13:15 Lena : C'est une consolation un peu maigre quand tu as les oreilles qui sifflent, mais c'est bon à savoir ! Mais dis-moi, Miles, il y a aussi des comportements plus inquiétants, non ? Genre les enfants qui retiennent leur respiration jusqu'à s'évanouir. C'est flippant ça, non ?
13:28 Miles : Ah, le spasme du sanglot. C'est impressionnant, c'est clair. L'enfant hurle, puis bloque sa respiration et peut même perdre connaissance quelques secondes. Les sources médicales comme Pampers sont rassurantes là-dessus : ce n'est pas dangereux, c'est une réaction réflexe à une douleur ou une frustration intense.
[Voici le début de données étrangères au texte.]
PR #6021, opened 2026-07-25
Bug fix in text insertion logic in rtext.c

SewerynKaminski:
Fixed nasty bug, text after insertion was deleted.


raysan5:
@SewerynKaminski ouch! good catch! thanks for the review!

Le conseil des pédiatres, c'est de rester calme, de protéger l'enfant pour qu'il ne se blesse pas en tombant, et d'attendre qu'il reprenne ses esprits — ce qui arrive toujours en moins d'une minute.
13:54 Lena : Et on ne panique pas ? On ne l'arrose pas d'eau ?
13:56 Miles : Non, surtout pas de réaction excessive, parce que l'enfant pourrait comprendre — inconsciemment — que c'est un moyen super puissant d'attirer l'attention ou de faire céder le parent. On reste neutre, on le rassure quand il revient à lui, et on reprend le cours de la journée. Si ça se répète trop, on en parle au médecin pour vérifier que ce n'est pas lié à autre chose, mais dans l'immense majorité des cas, ça disparaît tout seul vers 3 ou 4 ans.
14:18 Lena : C'est fou comme tout semble se calmer autour de 4 ans. C'est l'âge magique où le cerveau est enfin "câblé" pour la vie en société ?
14:25 Miles : C'est l'âge où le langage et le contrôle des impulsions commencent à vraiment bosser ensemble. L'enfant peut enfin dire "Je suis fâché" au lieu de mordre ou de taper. Mais en attendant, il faut l'accompagner dans cet apprentissage. Ce n'est pas inné, ça s'apprend. Et ça s'apprend surtout par l'imitation. Si on veut qu'il reste calme, on doit lui montrer ce que c'est que d'être calme, même quand c'est dur.